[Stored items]
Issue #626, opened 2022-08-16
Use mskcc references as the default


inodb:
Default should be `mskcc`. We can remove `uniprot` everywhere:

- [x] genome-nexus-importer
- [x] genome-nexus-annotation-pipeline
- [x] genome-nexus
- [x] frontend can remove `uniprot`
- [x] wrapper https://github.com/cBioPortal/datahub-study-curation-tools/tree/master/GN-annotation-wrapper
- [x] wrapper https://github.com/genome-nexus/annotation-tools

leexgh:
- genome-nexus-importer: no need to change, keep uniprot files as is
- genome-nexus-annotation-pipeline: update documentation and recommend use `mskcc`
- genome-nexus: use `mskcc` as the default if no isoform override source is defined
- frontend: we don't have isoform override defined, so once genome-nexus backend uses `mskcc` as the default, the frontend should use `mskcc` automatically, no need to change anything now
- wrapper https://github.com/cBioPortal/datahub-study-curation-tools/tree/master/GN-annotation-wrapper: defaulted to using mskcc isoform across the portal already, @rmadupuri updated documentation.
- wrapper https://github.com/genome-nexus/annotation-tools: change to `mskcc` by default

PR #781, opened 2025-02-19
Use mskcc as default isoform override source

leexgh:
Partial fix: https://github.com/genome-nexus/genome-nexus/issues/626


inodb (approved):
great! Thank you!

--

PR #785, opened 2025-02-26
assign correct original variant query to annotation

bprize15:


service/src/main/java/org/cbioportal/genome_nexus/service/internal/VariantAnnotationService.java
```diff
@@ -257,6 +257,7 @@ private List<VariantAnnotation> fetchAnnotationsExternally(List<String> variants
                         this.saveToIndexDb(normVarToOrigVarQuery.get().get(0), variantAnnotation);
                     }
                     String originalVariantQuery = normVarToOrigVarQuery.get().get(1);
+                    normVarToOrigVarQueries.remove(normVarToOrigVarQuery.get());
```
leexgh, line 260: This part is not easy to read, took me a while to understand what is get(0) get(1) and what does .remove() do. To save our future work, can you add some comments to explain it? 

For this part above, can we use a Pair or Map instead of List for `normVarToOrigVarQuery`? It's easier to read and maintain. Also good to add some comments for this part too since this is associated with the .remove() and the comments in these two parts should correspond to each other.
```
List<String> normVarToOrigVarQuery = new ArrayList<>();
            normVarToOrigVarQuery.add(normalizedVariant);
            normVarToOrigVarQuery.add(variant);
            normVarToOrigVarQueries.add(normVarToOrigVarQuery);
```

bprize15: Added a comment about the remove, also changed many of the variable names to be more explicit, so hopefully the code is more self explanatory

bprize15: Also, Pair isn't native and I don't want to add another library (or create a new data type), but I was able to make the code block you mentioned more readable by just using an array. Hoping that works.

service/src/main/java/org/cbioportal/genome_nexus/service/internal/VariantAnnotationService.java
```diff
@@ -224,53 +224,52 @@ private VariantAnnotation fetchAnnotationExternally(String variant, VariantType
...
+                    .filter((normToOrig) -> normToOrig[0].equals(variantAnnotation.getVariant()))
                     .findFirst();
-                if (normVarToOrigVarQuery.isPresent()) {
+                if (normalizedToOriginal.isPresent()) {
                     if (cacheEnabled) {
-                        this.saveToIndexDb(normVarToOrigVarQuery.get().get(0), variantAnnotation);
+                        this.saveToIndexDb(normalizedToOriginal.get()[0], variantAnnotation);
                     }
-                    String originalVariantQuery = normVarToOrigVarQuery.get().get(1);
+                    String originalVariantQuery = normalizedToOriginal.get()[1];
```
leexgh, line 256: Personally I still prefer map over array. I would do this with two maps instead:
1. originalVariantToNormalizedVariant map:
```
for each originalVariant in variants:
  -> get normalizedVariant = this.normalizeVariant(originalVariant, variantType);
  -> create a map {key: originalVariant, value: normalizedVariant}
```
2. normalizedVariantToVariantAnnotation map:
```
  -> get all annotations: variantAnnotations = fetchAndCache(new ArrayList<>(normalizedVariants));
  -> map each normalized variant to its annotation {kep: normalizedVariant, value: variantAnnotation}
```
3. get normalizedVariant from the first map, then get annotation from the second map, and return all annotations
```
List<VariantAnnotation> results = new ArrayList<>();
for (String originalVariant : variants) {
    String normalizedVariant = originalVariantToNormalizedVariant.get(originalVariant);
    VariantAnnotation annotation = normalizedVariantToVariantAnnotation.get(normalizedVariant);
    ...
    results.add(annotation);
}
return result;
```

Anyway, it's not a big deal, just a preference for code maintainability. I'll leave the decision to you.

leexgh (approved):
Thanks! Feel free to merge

WORK INSTRUCTION: What do the lines above say from the one containing "Anyway, it's not" down to the one containing "Thanks! Feel free to merge"? Return them exactly, both end lines included, and only them.

RESPONSE BELOW:
Anyway, it's not a big deal, just a preference for code maintainability. I'll leave the decision to you.

leexgh (approved):
Thanks! Feel free to merge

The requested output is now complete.